PR #1282, opened 2024-01-12
Add the OpenAPI-generated SLO client 

julienduchesne:
Client here: https://github.com/grafana/slo-openapi-client
This replaces the old https://github.com/grafana/grafana-api-golang-client

I was also able to remove the `DeprecatedGrafanaClient` attribute because it was only used by SLO at this point

### DIFF
--- a/internal/resources/slo/resource_slo.go
+++ b/internal/resources/slo/resource_slo.go
@@ -5,12 +5,19 @@ import (
 	"fmt"
 	"regexp"
 
-	gapi "github.com/grafana/grafana-api-golang-client"
+	slo "github.com/grafana/slo-openapi-client/go"
 
 	"github.com/grafana/terraform-provider-grafana/internal/common"
 	"github.com/hashicorp/terraform-plugin-sdk/v2/diag"
 	"github.com/hashicorp/terraform-plugin-sdk/v2/helper/schema"
 	"github.com/hashicorp/terraform-plugin-sdk/v2/helper/validation"
+)
+
+const (
+	QueryTypeFreeform  string = "freeform"
+	QueryTypeHistogram string = "histogram"
+	QueryTypeRatio     string = "ratio"
+	QueryTypeThreshold string = "threshold"
 )
 
 func ResourceSlo() *schema.Resource {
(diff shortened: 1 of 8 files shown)


internal/resources/slo/resource_slo_test.go
```diff
@@ -138,12 +145,19 @@ func testAlertingExists(expectation bool, rn string, slo *gapi.Slo) resource.Tes
...
 }
 
-func testAccSloCheckDestroy(slo *gapi.Slo) resource.TestCheckFunc {
+func testAccSloCheckDestroy(slo *slo.Slo) resource.TestCheckFunc {
 	return func(s *terraform.State) error {
-		client := testutils.Provider.Meta().(*common.Client).DeprecatedGrafanaAPI
-		client.DeleteSlo(slo.UUID)
+		client := testutils.Provider.Meta().(*common.Client).SLOClient
+		req := client.DefaultAPI.V1SloIdGet(context.Background(), slo.Uuid)
+		gotSlo, resp, _ := req.Execute()
```
spinillos, line 152: Don't you check the error here? If you have any error doing the request maybe you cannot retrieve status code or status type.

julienduchesne: The resp is always not-nil. And so, to check that a SLO was destroyed, checking that either we get a 404, or an SLO with a "deleting" status is sufficient. All other cases cause a test failure

internal/resources/slo/resource_slo.go
```diff
@@ -5,14 +5,21 @@ import (
...
+	slo "github.com/grafana/slo-openapi-client/go"
 
 	"github.com/grafana/terraform-provider-grafana/internal/common"
 	"github.com/hashicorp/terraform-plugin-sdk/v2/diag"
 	"github.com/hashicorp/terraform-plugin-sdk/v2/helper/schema"
 	"github.com/hashicorp/terraform-plugin-sdk/v2/helper/validation"
 )
 
+const (
+	QueryTypeFreeform  string = "freeform"
```
joeblubaugh, line 17: question: No way to extract this from the generated API client?

joeblubaugh (approved):

internal/resources/slo/resource_slo.go
julienduchesne: hmm, maybe if this is turned into an enum in the spec. I'll take a look

julienduchesne: Will get it through a follow-up

PR #1312, opened 2024-01-29
Update oncall shift interval param docs

matiasb:
Related to https://github.com/grafana/support-escalations/issues/9142

Double-checked about `time_zone` parameter, couldn't reproduce the issue (it worked as optional in my tests, and reviewing the logic, it seems that should be always the case).


internal/resources/oncall/resource_shift.go
```diff
@@ -126,7 +126,7 @@ func ResourceOnCallShift() *schema.Resource {
 				Type:         schema.TypeInt,
 				Optional:     true,
 				ValidateFunc: validation.IntAtLeast(1),
-				Description:  "The positive integer representing at which intervals the recurrence rule repeats.",
+				Description:  "The positive integer representing at which intervals the recurrence rule repeats. Required if a frequency is set (fallback to 1 if omitted but it will later be detected as a change).",
```
julienduchesne: Rather than document this in the description, I would use a `RequiredWith`

julienduchesne (approved):
LGTM!

Issue #402, opened 2022-02-24
Support timezones for reports


ekpdt:
Fix https://github.com/grafana/terraform-provider-grafana/blob/master/grafana/resource_report.go#L311 to support accepting a timezone (e.g. `America/Los_Angeles`) via the resource block.

julienduchesne:
Both the start_time and the end_time of the schedule support the `RFC3339` format so you can set dates like this: `start_time    = "2020-01-01T00:00:00-07:00"`. However, it's true that it does not support daylight saving. Perhaps another attribute for timezone could be useful

ekpdt:
Yes, that's precisely the issue. The docs rightly indicate that the time is converted to UTC and stored that way in the backend. In terms of local time, scheduled reports drift back and forth by an hour for those in DST-prone areas.

inkel:
The "problem" with using named timezones is that, depending on the OS you're running, the named zone might not exist, as stated in [`time.LoadLocation` documentation](https://pkg.go.dev/time#LoadLocation):

> The time zone database needed by LoadLocation may not be present on all systems, especially non-Unix systems. LoadLocation looks in the directory or uncompressed zip file named by the ZONEINFO environment variable, if any, then looks in known installation locations on Unix systems, and finally looks in $GOROOT/lib/time/zoneinfo.zip.

Using something like [`time.FixedZone`](https://pkg.go.dev/time#FixedZone) to define the timezone manually won't work either, as in this case the offset would need to change every time DST changes.

This means that the resulting resource definition might not be 100% portable, which might not be an issue for particular use cases but defeats the purpose of the provider as a tool to guarantee reproducibility.

julienduchesne:
I do remember facing issue loading timezones which is why I went with fixed time zones for the the initial resource

inkel:
Yup. This is an issue that I've found in many different languages I used at work in the last 20+ years: PHP, C, Java, Python, Go, Ruby… all of them have the same issue with named timezones when you try to port them to other OSes.

inkel:
For some reason my mind decided to forget about Perl and C# 😬 (confession time: I actually like C#)

ekpdt:
>This means that the resulting resource definition might not be 100% portable, which might not be an issue for particular use cases but defeats the purpose of the provider as a tool to guarantee reproducibility.

[...]

PR #1320, opened 2024-01-30
Reports: Add schedule timezone for reports

spinillos:
Contributes to: https://github.com/grafana/terraform-provider-grafana/issues/402

It add the possibility to customize the report's timezone when we schedule them.

I added a Timezone validation and imported `tzdata` (it increases the client ~800kb). `tzdata` is imported because some environments don't include some timezones and it could fail. I can remove it if it doesn't worth it.


internal/resources/grafana/resource_report.go
```diff
@@ -571,3 +583,9 @@ func parseCustomReportInterval(i interface{}) (int, string, error) {
 
 	return number, unit, nil
 }
+
+func validateTimezone(i interface{}) error {
+	timezone := i.(string)
+	_, err := time.LoadLocation(timezone)
+	return err
+}
```
julienduchesne:
```suggestion
func validateTimezone(i interface{}, path cty.Path) diag.Diagnostics {
	timezone := i.(string)
	_, err := time.LoadLocation(timezone)
	return diag.FromErr(err)
}
```

This will allow you to use it directly: `ValidateDiagFunc: validateTimezone`

internal/resources/grafana/resource_report_test.go
```diff
@@ -114,6 +116,7 @@ func TestAccResourceReport_basic(t *testing.T) {
 					resource.TestCheckResourceAttr("grafana_report.test", "schedule.0.workdays_only", "true"),
 					resource.TestCheckResourceAttr("grafana_report.test", "schedule.0.start_time", "2020-01-01T07:00:00Z"), // Date transformed to UTC
 					resource.TestCheckResourceAttr("grafana_report.test", "schedule.0.end_time", "2020-01-15T08:30:00Z"),   // Date transformed to UTC
```
julienduchesne, line 120: Do the given times require timezone information? If that's the case, it's not possible to fully use the timezone, right?

spinillos: I'm seeing that the frontend is sending startDate and endDate with the timezone selected.
In the backend, it uses the timezone in the scheduler [here](https://github.com/grafana/grafana-enterprise/blob/main/src/pkg/extensions/report/scheduler/utils.go#L81) copying the location information into the start date, but it isn't applied to the end date. Its working because the dates have the timezone applied in the create/update report calls.

When we retrieve the dashboards we applied the timezone in both values, but internally isn't in both... 

I'll talk with sharing team tomorrow about that

spinillos: I re-checked it again and I'm seeing that currently we need to set the start/end dates with the timezone, but we are forcing `GMT` timezone. The result is that in the backend is using GMT to send the report ignoring the timezone set in the dates (except for the end time like I said before). 

You can see the test code [here](https://github.com/grafana/terraform-provider-grafana/blob/master/examples/resources/grafana_report/all-options.tf#L19-L20). It sets the timezones but in the test result, these values aren't appear because report's backend is applying the timezone for the response. So this test is fine.

I think that because this inconsistency in the end date, some reports aren't finishing in the correct date and it was wrong all the time 😅.

We can do 2 things:
* Add the timezone field like I did and apply it in the star/end dates ignoring the timezone from these fields.
*  Don't add the timezone and extract the timezone from the dates.

WDYT that it's the best way to do it?

julienduchesne: > Don't add the timezone and extract the timezone from the dates.

I think this one doesn't work because timezone indicators don't include daylight savings, it's just UTC or `[-+]\d`

> Add the timezone field like I did and apply it in the star/end dates ignoring the timezone from these fields.

What about, we combine both of those options:

- If the user has timezone indicators in their dates AND the `timezone` field set, throw an error because they shouldn't be used together
- If the `timezone` is set but the dates don't have timezones to them, use the `timezone` field
- If the `timezone` field isn't set, but the dates have timezones, use those

What do you think?

spinillos: We have two things:
* Timezone is mandatory to send into the reports and we can't leave it empty. (Now its hardcoded to GMT)
* We need to change the validation function from start/end time since we are validating against [RFC3339](https://golang.cafe/blog/golang-time-format-example.html). `DateTime` could be close to what we need.

julienduchesne: Yeah, we shouldn't require RFC3339 in the dates themselves if we're setting the timezone field. Perhaps a RFC3339 but without the TZ info (just `2006-01-02T15:04:05`)

spinillos: I just updated everything.

I needed to create a custom time format and I set it in the description of the field. If not isn't going to be intuitive enough.

internal/resources/grafana/resource_report_test.go
```diff
@@ -38,9 +38,10 @@ func TestAccResourceReport_Multiple_Dashboards(t *testing.T) {
 					resource.TestCheckResourceAttr("grafana_report.test", "recipients.0", "some@email.com"),
 					resource.TestCheckNoResourceAttr("grafana_report.test", "recipients.1"),
 					resource.TestCheckResourceAttr("grafana_report.test", "schedule.0.frequency", "monthly"),
-					resource.TestCheckResourceAttrSet("grafana_report.test", "schedule.0.start_time"), // Date set to current time
-					resource.TestCheckResourceAttr("grafana_report.test", "schedule.0.end_time", ""),  // No end time
+					resource.TestCheckResourceAttr("grafana_report.test", "schedule.0.start_time", "2024-02-10T15:00:00-05:00"),
```
julienduchesne, line 41: Can't wrap my head around how this works on Grafana's side. We're sending a data with an offset to the API (-5) and also a timezone. What happens when daylight savings kicks in? A TF drift, a report sent at a different hour, or does Grafana send a correct date at read-time and all is good?

spinillos: Reports apply the timezone offset [here](https://github.com/grafana/grafana-enterprise/blob/main/src/pkg/extensions/report/scheduler/utils.go#L55).

julienduchesne: heh, interesting

julienduchesne (approved):
LGTM. Thanks!

PR #1321, opened 2024-01-30
SLO: Add destination datasource type

julienduchesne:
Seems like it's required to apply SLOs now
Also:
- Fix errors so that the actual error message is shown
- Remove redundant `&schema.Schema`


elainevuong (approved):
LGTM, thank you for doing this 🙏 !

PR #1322, opened 2024-01-30
Cloud Resources: Use OpenAPI client for tests

julienduchesne:
Leaves all the actual code the same, but all he functions in *_test.go files now use the OpenAPI client


Duologic (approved):
+1 for TDD

PR #1323, opened 2024-01-31
Reports: Add report_variables to dashboards

### LINKED ISSUE #1008: Add support for dashboard variables in grafana_report
Currently the UI can handle setting variables on dashboards for reports but the provider can't. A simple use case from me is I want to automate sending reports to teams every Monday. This is done with a single dashboard with a `team` variable that I'm not able to control from Terraform with the `grafana_report` resource.

spinillos:
Closes https://github.com/grafana/terraform-provider-grafana/issues/1008

It adds `report_variables` under `dashboards` using the new way to do it.

Reports expect a map of a list of string for this field, but for a SDK limitation/bug it doesn't work even if we specify the type of the map. 

The workaround of this was to expect a map of strings only and parse the values send the correct values.

So:
```tf
report_values = {
  query0 = "val1,val2"
  query1 = "val3,val4"
}
```
will send:
```json
"report_values" {
    "query0": ["val1", "val2"]
    "query1": ["val3", "val4"]
}
```

I was tested it locally and I checked that deprecated message isn't prompted.

### DIFF
--- a/internal/resources/grafana/resource_report.go
+++ b/internal/resources/grafana/resource_report.go
@@ -273,6 +273,13 @@ func ResourceReport() *schema.Resource {
 								return oldValue == "1" && newValue == "0"
 							},
 						},
+						"report_variables": {
+							Type:             schema.TypeMap,
+							Description:      "Add report variables to the dashboard. Values should be separated by commas.",
+							Optional:         true,
+							Elem:             schema.TypeString,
+++++
**What you need to do:**
What is the count of lines in the data above containing the string "these"? Write the number and nothing else.

**Answer below:**
3